Florian Sperl is to run for first vice-president, vice-president and a seat on the International Weightlifting Federation Executive Board in the upcoming elections ©Florian Sperl

The new President of Germany’s Weightlifting Federation (BVDG) is standing against Intarat Yodbangtoey of Thailand for one of the most senior roles in the sport.

Florian Sperl has spoken out against Intarat’s declaration for the International Weightlifting Federation (IWF) elections in March, saying it sends out "completely the wrong signal".

He also fears that national federations do not understand "the seriousness of the situation in which weightlifting finds itself" and that failure to vote for change would cost the sport its place in the Olympic Games.

Sperl, 33, who took over from the former IWF Board member and clean sport campaigner Christian Baumgartner last month at the BVDG, is standing for the IWF first vice-president position, for vice-president and for a seat on the Executive Board.

Intarat, whose national body is banned from Tokyo 2020 because of doping, is the incumbent first vice-president and is also standing for those positions provided he gets the backing of one fifth of the IWF’s 192 member federations.

Intarat said in a letter to member federations that he was "dedicated and devoted to international weightlifting" and wanted to "continue to work for weightlifting families".

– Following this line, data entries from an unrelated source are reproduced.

PR #233, opened 2018-08-21
Added a test suite for the REST API, which contains unit tests for th…

DanGraur:
…e various REST requests, a set of dummy peers which can be used for testing, and an interface for different types of inter-peer communication which should facilitate decoupling between the implementation of the communication, and its usage. Currently, the interface has been implemented in the test suite for the HTTP type requests.

### DIFF
--- a/ipv8/REST/attestation_endpoint.py
+++ b/ipv8/REST/attestation_endpoint.py
@@ -43,7 +43,8 @@ class AttestationEndpoint(resource.Resource):
         Return the measurement of an attribute for a certain peer.
         """
         deferred = Deferred()
-        self.attestation_requests[(b64encode(peer.mid), attribute_name)] = (deferred, b64encode(json.dumps(metadata)))
+        self.attestation_requests[(b64encode(peer.mid), attribute_name)] = \
+            (deferred, b64encode(json.dumps(metadata).encode('utf-8')))
         self.attestation_metadata[(peer, attribute_name)] = metadata
         out = yield deferred
         returnValue(out)
@@ -69,7 +70,7 @@ class AttestationEndpoint(resource.Resource):
         block = self.identity_overlay.get_attestation_by_hash(attribute_hash)
         if not block:
             returnValue(None)
-        attribute_name = block.transaction["name"]
+        attribute_name = block.transaction[b"name"]
         deferred = Deferred()
         self.verify_requests[(b64encode(peer.mid), attribute_name)] = deferred
         out = yield deferred
@@ -103,29 +104,29 @@ class AttestationEndpoint(resource.Resource):
         type=peers -> [mid_b64]
         type=attributes&mid=mid_b64 -> [(attribute_name, attribute_hash)]
         """
-        if not request.args or 'type' not in request.args:
+        if not request.args or b'type' not in request.args:
             return ""
-        if request.args['type'][0] == 'outstanding':
+        if request.args[b'type'][0] == b'outstanding':
             formatted = []
             for k, v in self.attestation_requests.items():
                 formatted.append(k + (v[1], ))
-            return json.dumps(formatted)
-        if request.args['type'][0] == 'outstanding_verify':
+            return json.dumps([(x.decode('utf-8'), y, z.decode('utf-8')) for x, y, z in formatted]).encode('utf-8')
+        if request.args[b'type'][0] == b'outstanding_verify':
             formatted = []
             for k, v in self.verify_requests.items():
                 formatted.append(k)
-            return json.dumps(formatted)
-        if request.args['type'][0] == 'verification_output':
+            return json.dumps([(x.decode('utf-8'), y) for x, y in formatted]).encode('utf-8')
+        if request.args[b'type'][0] == b'verification_output':
             formatted = {}
             for k, v in self.verification_output.items():
-                formatted[b64encode(k)] = [(b64encode(a), m) for a, m in v]
-            return json.dumps(formatted)
-        if request.args['type'][0] == 'peers':
+                formatted[b64encode(k).decode('utf-8')] = [(b64encode(a).decode('utf-8'), m) for a, m in v]
+            return json.dumps(formatted).encode('utf-8')
+        if request.args[b'type'][0] == b'peers':
             peers = self.session.network.get_peers_for_service(self.identity_overlay.master_peer.mid)
-            return json.dumps([b64encode(p.mid) for p in peers])
-        if request.args['type'][0] == 'attributes':
-            if 'mid' in request.args:
-                mid_b64 = request.args['mid'][0]
+            return json.dumps([b64encode(p.mid).decode('utf-8') for p in peers]).encode('utf-8')
+        if request.args[b'type'][0] == b'attributes':
+            if b'mid' in request.args:
+                mid_b64 = request.args[b'mid'][0]
                 peer = self.get_peer_from_mid(mid_b64)
             else:
                 peer = self.identity_overlay.my_peer
@@ -136,13 +137,14 @@ class AttestationEndpoint(resource.Resource):
                     # Only include identity blocks we initiated (otherwise it would be an attestation)
                     if b.link_sequence_number == UNKNOWN_SEQ:
                         attester = b64encode(sha1(b.link_public_key).digest())
-                        previous = trimmed.get((attester, b.transaction["name"]), None)
+                        previous = trimmed.get((attester, b.transaction[b"name"]), None)
                         if not previous or previous.sequence_number < b.sequence_number:
-                            trimmed[(attester, b.transaction["name"])] = b
-                return json.dumps([(b.transaction["name"], b64encode(b.transaction["hash"]), b.transaction["metadata"],
-                                    b64encode(sha1(b.link_public_key).digest()))
-                                   for b in trimmed.values()])
-        if request.args['type'][0] == 'drop_identity':
+                            trimmed[(attester, b.transaction[b"name"])] = b
+                return json.dumps([(b.transaction[b"name"], b64encode(b.transaction[b"hash"]).decode('utf-8'),
+                                    b.transaction[b"metadata"],
+                                    b64encode(sha1(b.link_public_key).digest()).decode('utf-8'))
+                                   for b in trimmed.values()]).encode('utf-8')
+        if request.args[b'type'][0] == b'drop_identity':
             self.identity_overlay.persistence.execute('DELETE FROM blocks')
             self.identity_overlay.persistence.commit()
             self.attestation_overlay.database.execute('DELETE FROM %s' % self.attestation_overlay.database.db_name)
@@ -151,7 +153,7 @@ class AttestationEndpoint(resource.Resource):
             my_new_peer = Peer(default_eccrypto.generate_key(u"curve25519"))
             self.identity_overlay.my_peer = my_new_peer
             self.attestation_overlay.my_peer = my_new_peer
-        return ""
+        return b""
 
     def render_POST(self, request):
         """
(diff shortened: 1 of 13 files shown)


ipv8/REST/attestation_endpoint.py
```diff
@@ -5,8 +5,8 @@
 from twisted.internet.defer import Deferred, inlineCallbacks, returnValue
 from twisted.web import resource
 
-from ..attestation.identity.community import IdentityCommunity
-from ..attestation.wallet.community import AttestationCommunity
+from ipv8.attestation.identity.community import IdentityCommunity
```
qstokkink: This will break when imported from Tribler. We need relative imports.

DanGraur: Yeah, I think I mentioned something about this on Slack. I used absolute imports instead of relative ones here deliberately. The reason for that is because for some reason, this time round, https://github.com/DanGraur/py-ipv8/blob/da8d4941247ad82905e3006c3e11b3a7606a9063/ipv8/REST/attestation_endpoint.py#L24 and https://github.com/DanGraur/py-ipv8/blob/da8d4941247ad82905e3006c3e11b3a7606a9063/ipv8/REST/attestation_endpoint.py#L25 would both return empty lists, which would break the `AttestationEndpoint` later on. The built-in function `isinstance` checks for the path of the packages and if I remember correctly, due to the relative import in the `attestation_endpoint.py` module for both `IdentityCommunity` and `AttestationCommunity`, the packages would differ when being tested by Jenkins on the Linux platform (I'm not exactly sure, but the packages would have something like `linuxunittest.attestation.identity.community` or something relatively similar). The paths for the classes of the overlays in the `session.overlays` list would remain constant across all of the platforms on which it was being tested (and if I remember correctly, they were the expected ones).

qstokkink: We'll need a solution without absolute imports though. Using absolute imports will simply not run: this is a show stopper.

DanGraur: Ok, I'll look into a solution for this which doesn't require absolute imports.

qstokkink:
https://stackoverflow.com/a/46709896

ipv8/test/REST/rtest/test_rest_api_peer.py
```diff
@@ -0,0 +1,407 @@
...
+from string import hexdigits
+from time import time
+
+from twisted.internet import reactor
+from twisted.internet.defer import inlineCallbacks, returnValue
+from twisted.internet.task import deferLater
+from twisted.web import server
+
+from ipv8.attestation.identity.community import IdentityCommunity
+from ipv8.attestation.wallet.community import AttestationCommunity
```
qstokkink: This could be the reason the `isinstance` stuff was screwing up.

DanGraur:
I think this might finally be ready for another review.

ipv8/REST/attestation_endpoint.py
```diff
@@ -21,8 +21,12 @@ class AttestationEndpoint(resource.Resource):
     def __init__(self, session):
         resource.Resource.__init__(self)
         self.session = session
-        attestation_overlays = [overlay for overlay in session.overlays if isinstance(overlay, AttestationCommunity)]
-        identity_overlays = [overlay for overlay in session.overlays if isinstance(overlay, IdentityCommunity)]
+
+        attestation_overlays = [overlay for overlay in session.overlays if overlay.__class__.__name__ ==
```
qstokkink: Could you revert these changes (go back to `isinstance`)? I'll try to find out what is causing it not to work.

DanGraur: Sure!

qstokkink:
Hmm.. it seems like all machines have something on the `sys.path` which shouldn't be there.

Mac:

```python
['/home/jenkins/ci/workspace/ipv8', '/usr/bin', '/home/jenkins/workspace/pers/Cloudomate_test', '/home/jenkins/ci/workspace/ipv8/test_ipv8_PR_unittests_linux', '/usr/lib/python2.7', '/usr/lib/python2.7/plat-x86_64-linux-gnu', '/usr/lib/python2.7/lib-tk', '/usr/lib/python2.7/lib-old', '/usr/lib/python2.7/lib-dynload', '/home/jenkins/.local/lib/python2.7/site-packages', '/usr/local/lib/python2.7/dist-packages', '/usr/local/lib/python2.7/dist-packages/cryptography-2.3.dev1-py2.7-linux-x86_64.egg', '/usr/lib/python2.7/dist-packages', '/usr/lib/python2.7/dist-packages/gtk-2.0', '/usr/lib/pymodules/python2.7', '/usr/lib/python2.7/dist-packages/wx-3.0-gtk3']
```

Linux:

```python
['/Users/tribler/Documents/workspace2/workspace/ipv8', '/usr/local/bin', '/Users/tribler/Documents/workspace2/workspace/ipv8/test_ipv8_PR_unittests_mac', '/System/Library/Frameworks/Python.framework/Versions/2.7/lib/python27.zip', '/System/Library/Frameworks/Python.framework/Versions/2.7/lib/python2.7', '/System/Library/Frameworks/Python.framework/Versions/2.7/lib/python2.7/plat-darwin', '/System/Library/Frameworks/Python.framework/Versions/2.7/lib/python2.7/plat-mac', '/System/Library/Frameworks/Python.framework/Versions/2.7/lib/python2.7/plat-mac/lib-scriptpackages', '/System/Library/Frameworks/Python.framework/Versions/2.7/Extras/lib/python', '/System/Library/Frameworks/Python.framework/Versions/2.7/lib/python2.7/lib-tk', '/System/Library/Frameworks/Python.framework/Versions/2.7/lib/python2.7/lib-old', '/System/Library/Frameworks/Python.framework/Versions/2.7/lib/python2.7/lib-dynload', '/Users/tribler/Library/Python/2.7/lib/python/site-packages', '/Users/tribler/Library/Python/2.7/lib/python/site-packages/cryptography-2.3.dev1-py2.7-macosx-10.10-intel.egg', '/usr/local/lib/python2.7/site-packages', '/System/Library/Frameworks/Python.framework/Versions/2.7/Extras/lib/python/PyObjC', '/Library/Python/2.7/site-packages', '/Library/Python/2.7/site-packages/nose-1.3.7-py2.7.egg', '/Library/Python/2.7/site-packages/qrcode-6.0-py2.7.egg', '/Library/Python/2.7/site-packages/PyInstaller-3.4.dev0+gd45fab4-py2.7.egg', '/Users/tribler/Library/Python/2.7/lib/python/site-packages']
```

Windows gives another more interesting error (the workspace is actually `C:\workspace\jenkins2\workspace\ipv8\test_ipv8_PR_unittests_windows\ipv8`):

```
twisted: INFO: Starting factory <twisted.web.client._HTTP11Clien['C:\\workspace\\jenkins2\\workspace\\ipv8'
```

qstokkink:
But wait, there's apparently more :)

qstokkink:
On the tester:

```
Known overlays:
<class 'ipv8.attestation.wallet.community.AttestationCommunity'> /home/jenkins/ci/workspace/ipv8/test_ipv8_PR_unittests_linux/ipv8/attestation/wallet/community.pyc AttestationCommunity
<class 'ipv8.attestation.identity.community.IdentityCommunity'> /home/jenkins/ci/workspace/ipv8/test_ipv8_PR_unittests_linux/ipv8/attestation/identity/community.pyc IdentityCommunity
Checking for:
<class 'test_ipv8_PR_unittests_linux.ipv8.attestation.wallet.community.AttestationCommunity'> /home/jenkins/ci/workspace/ipv8/test_ipv8_PR_unittests_linux/ipv8/attestation/wallet/community.pyc AttestationCommunity
<class 'test_ipv8_PR_unittests_linux.ipv8.attestation.identity.community.IdentityCommunity'> /home/jenkins/ci/workspace/ipv8/test_ipv8_PR_unittests_linux/ipv8/attestation/identity/community.pyc IdentityCommunity
```

On my machine (passing):

```
Known overlays:
<class 'ipv8.attestation.wallet.community.AttestationCommunity'> /home/quinten/tribler/py-ipv8/ipv8/attestation/wallet/community.pyc AttestationCommunity
<class 'ipv8.attestation.identity.community.IdentityCommunity'> /home/quinten/tribler/py-ipv8/ipv8/attestation/identity/community.pyc IdentityCommunity
Checking for:
<class 'ipv8.attestation.wallet.community.AttestationCommunity'> /home/quinten/tribler/py-ipv8/ipv8/attestation/wallet/community.pyc AttestationCommunity
<class 'ipv8.attestation.identity.community.IdentityCommunity'> /home/quinten/tribler/py-ipv8/ipv8/attestation/identity/community.pyc IdentityCommunity
```

DanGraur:
That's what I saw as well when testing this. The tester would indeed look into a different module starting with `test_ipv8_PR_unittests_linux` for the instances imported (in a relative fashion in the `attestation_endpoint.py` module). Similarly, when testing on my machine all tests would pass, but would fail when run by Jenkins due to the aforementioned module path difference (in combination with `isinstance`) .

qstokkink:
@DanGraur absolute imports are the devil. I'll try creating an IPv8 object for testing, one moment.

qstokkink:
@DanGraur I created a `TestIPv8` which mimicks the real `IPv8` object. It is, however, completely local and working with memory databases. Could you take my quick fix and polish it up to proper standards?

DanGraur:
Certainly!

DanGraur:
I think this branch is finally ready for a final review.

ipv8/test/REST/test_attestation_endpoint.py
```diff
@@ -0,0 +1,477 @@
...
+            excluded_peer_mids = set()
+        elif isinstance(excluded_peer_mids, list):
+            excluded_peer_mids = set(excluded_peer_mids)
+
+        peer_list = yield self._get_style_requests.make_peers(dict_param)
+        peer_list = set(peer_list)
+
+        # Keep iterating until peer_list is non-empty
+        while not peer_list - excluded_peer_mids:
+            yield deferLater(reactor, 0.1, lambda: None)
```
qstokkink: This is a bit ugly, please refactor this into a `yield self.sleep(0.1)` call (defined in `RESTTestBase`).

ipv8/test/mocking/rest/ipv8.py
```diff
@@ -0,0 +1,63 @@
...
+
+from .comunities import TestIdentityCommunity, TestAttestationCommunity
+from ....keyvault.crypto import ECCrypto
+from ....messaging.interfaces.udp.endpoint import UDPEndpoint
+from ....peer import Peer
+from ....peerdiscovery.discovery import RandomWalk
+from ....peerdiscovery.network import Network
+
+
+class TestIPv8(object):
```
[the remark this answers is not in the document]
DanGraur: Ok. I'll try to change it to `MockIPv8`. If that won't work, then I'll change the name of the class to `TestRestIPv8`.

ipv8/test/mocking/rest/peer_communication.py
```diff
@@ -0,0 +1,113 @@
+
+from abc import abstractmethod
+
+
+class PostStyleRequests(object):
```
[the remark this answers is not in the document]
DanGraur: Certainly. I initially added this class, with the purpose of it functioning like an interface. When I initially wrote it, there was only an `attestation_endpoint` (now there are multiple endpoints), and this class defined an interface for all possible `POST` type requests then. I thought it would be a good idea to add it since it would separate the interface from the implementation, that is to say, there may be another protocol, other than HTTP, which may implement these methods, and still be RESTful, and this protocol may be implemented in IPv8 later on in the future. This interface would be used in asserts, to ensure that the passed object does have these methods (by being an instance of `PostStyleRequests`). The same applies for `GetStyleRequests`, but for `GET` requests. If need be, they can both be removed.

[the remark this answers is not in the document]
DanGraur: Should I remove them? Moreover, if I should remove them, should I then merge `HTTPGetRequester` and `HTTPPostRequester` (i.e. the classes which implement these 2 interfaces) together into a big class which implements  request methods, or should I leave them separated?

ipv8/test/mocking/rest/rest_api_peer.py
```diff
@@ -0,0 +1,324 @@
...
+        Add a new verified peer
+
+        :param peer: the new peer
+        :return: None
+        """
+        self._ipv8.network.add_verified_peer(peer)
+
+    def add_peer_to_all_services(self, peer):
+        """
+        Add a pier to the identity service
```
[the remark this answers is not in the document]
DanGraur: Yes, it is added to all services.

ipv8/test/mocking/rest/rest_api_peer.py
```diff
@@ -0,0 +1,324 @@
...
+
+    @property
+    def port(self):
+        return self._port
+
+    @property
+    def interface(self):
+        return self._interface
+
+    class RestAPITestWrapper(TaskManager):
```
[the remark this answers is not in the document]
DanGraur: Wanted to reduce its scope, since it seems to be very particular to the tests concerning the REST API, hence it only gets used by the `TestPeer` class.

ipv8/test/mocking/rest/ipv8.py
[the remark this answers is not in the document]
DanGraur: I'm not particularly sure if that's possible. Indeed, the classes do share some degree of similarity, but the `TestIPv8` class, written for the REST API, has two significant differences:

* It is not limited to only one overlay (besides the DHT and TrustChain overlays) which is important, since certain endpoints require that the IPv8 object has a number of varying endpoints, in order for them to work. This, I think, increases the versatility of this new IPv8 wrapper and makes it more suitable for testing the REST API. From what I've seen of the other IPv8 wrapper, it is generally used in tests which focus on a particular part of IPv8 (a particular overlay for instance). Endpoints, however, make use of the functionality provided by multiple overlays. That being said, a better way of configuring endpoints is required in this new wrapper. Currently, overlays are hard-coded. I'll work on improving that.  

* The `endpoint` used in the new wrapper is an actual `UDPEndpoint`, which enables HTTP requests to be captured. This time around, peers actually have a local address on which HTTP requests can be received, rather than a bogus one which only complies with the IPv4 format. This should allow the endpoints to be tested against HTTP requests.

DanGraur:
I pushed a new commit which I think addresses most of the issues flagged in the previous code review. That being said, I should make a couple of mentions:
* I did not remove the `TestIPv8` (now renamed to `TestRestIPv8`). I still think this class, while similar to the `MockIPv8` class, has a number of differences which make the two incompatible, or rather, it would be quite messy and one would probably need to use a set of bad programming practices to use  the `MockIPv8` class in the tests involving the REST API. The reasons why I think these classes are dissimilar are listed [here](https://github.com/Tribler/py-ipv8/pull/233#discussion_r226826625).
* I did not remove the `PostStyleRequests` class, and its counterpart `GetStyleRequests` (the two are now renamed `IPostStyleRequests` and `IGetStyleRequests`). The reason for this is that they are used in a number of `assert` statements. These `assert` statements guarantee that the communication objects (those that should implement the construction and transmission of HTTP requests, in this particular case), do indeed implement a set of methods which are central to the test cases (the methods that implement specific requests). Maybe in the future the implementation will be changed to something more efficient, or at least different, but the use of these abstract classes guarantees that the implementing classes fulfill a contract which continues to allow the unit tests to function normally (or even non-test code, since the current implementations actually send proper HTTP requests). What should also be mentioned about these two 'interfaces' is that they currently feature only abstract methods for communicating with the `AttestationEndpoint` (since only this endpoint existed when I initially wrote these classes). As the number of endpoints has since increased, I'll have to make certain changes in this regard, to ensure that certain aspects of the test framework are more flexible and accommodating to such (new) interfaces, which feature contracts for communication with other endpoints. That being said, do let me know if you think I should remove them.

DanGraur:
In this latest commit I also addressed the issues flagged with respect to the `PostStyleRequests` and the `GetStyleRequests` (now named `IPostStyleRequestsAE` and `IGetStyleRequestsAE`). The scope of this 'interfaces' has been reduced to the `AttestationEndpoint` test cases. This should increase the reusability of the framework. I think it's a change for the better.

qstokkink:
@devos50 and @xoriole any further comments?

DanGraur:
I squashed the commits, and addressed the merge conflicts. Also I made a some small changes to the unit tests in the `TestAttestationEndpoint` class. Nothing significant, just to address the changes made in the meantime to the `AttestationEndpoint` class.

During his time at the Thai Amateur Weightlifting Association (TAWA), Thailand has been involved in three doping scandals.

Seven teenagers were banned for doping in 2011, nine members of its team at the IWF World Championships tested positive in 2018, and last January Thailand featured heavily in the German television documentary that exposed widespread corruption in the sport.

Rattikan (now Siripuch) Gulnoi, a bronze medallist at London 2012 who was secretly recorded in that documentary, joked that she was "the only Thai weightlifter who never tested positive" and said girls aged 13 were encouraged to dope.

Florian Sperl has warned that weightlifting Olympic future is at stake ©Getty Images
Florian Sperl has warned that weightlifting Olympic future is at stake ©Getty Images

This week the International Testing Agency (ITA), which now oversees all anti-doping procedures for the IWF, laid a charge against Gulnoi for prohibited substance abuse throughout her career.

Intarat has strongly denied any involvement with systemic doping and corruption, and TAWA has taken its case to the Court of Arbitration for Sport, challenging the rules that make a national federation responsible for the actions of its athletes and coaches.

A result from that hearing, which took place in December, is expected by the end of January.

Over the past year weightlifting’s image has suffered during corruption scandals that led to the resignation of the long-standing IWF leader Tamás Aján.

The governing body had four different Presidents or Acting Presidents in 2020 - including Intarat for one day - and has three times been the subject of critical comments from the International Olympic Committee (IOC).

In December the BVDG wrote an open letter calling for the entire IWF Board to stand down before the elections, which are due to be held in the last week of March.

Declarations for the Presidency and other roles are due by next Tuesday (January 26).

"Since my open letter, I have had many discussions with Presidents and representatives of other nations and have the impression that not all federations understand the seriousness of the situation in which weightlifting finds itself," Sperl told insidethegames.

"The number of weightlifters has been reduced from 260 in Rio 2016, to 196 in Tokyo 2021 and 120 in Paris 2024.

"I fear that the next step will be the exclusion of our sport altogether."

Sperl, who oversees major construction projects, said the sport had been blighted by internal power struggles.

"It's time to fight together for our sport, and keep our place in the Olympic Games," he said.

Intarat Yodbangtoey was Acting President of the International Weightlifting Federation for one day in 2020 ©IWF
Intarat Yodbangtoey was Acting President of the International Weightlifting Federation for one day in 2020 ©IWF

"If people like Mr Yodbangtoey were to be re-elected, it would be a completely wrong signal.

"We must not give doping and banned nations a chance to destroy our sport.

"I do not like or support Mr Yodbangtoey’s candidacy at all.

"If we don't act now there will be no more weightlifting at the Olympic Games - that's for sure.

"The reduction of the starting places for weightlifting to only 120 is definitely the last warning for weightlifting.

"In the end, it is our athletes who suffer.

"I stand absolutely for clean, doping-free and corruption-free sport.

"If I am elected, I will fight for this every day.

"The focus is on our athletes, for whom we should work in our committees and boards.

"Self-interest must never be in the foreground."

Germany is represented on the IWF Athletes' Commission by Jurgen Spiess, who is Sperl’s vice-president for sport at the BVDG.

Sperl called for total independence in auditing as well as anti-doping, and said banned countries should not be allowed to vote in elections.

He proposes a maximum of two terms for Board members and other elected positions, and more athlete involvement.

Sperl, a weightlifter since 2004, was vice-president of the Bavarian Weightlifting Federation for four years.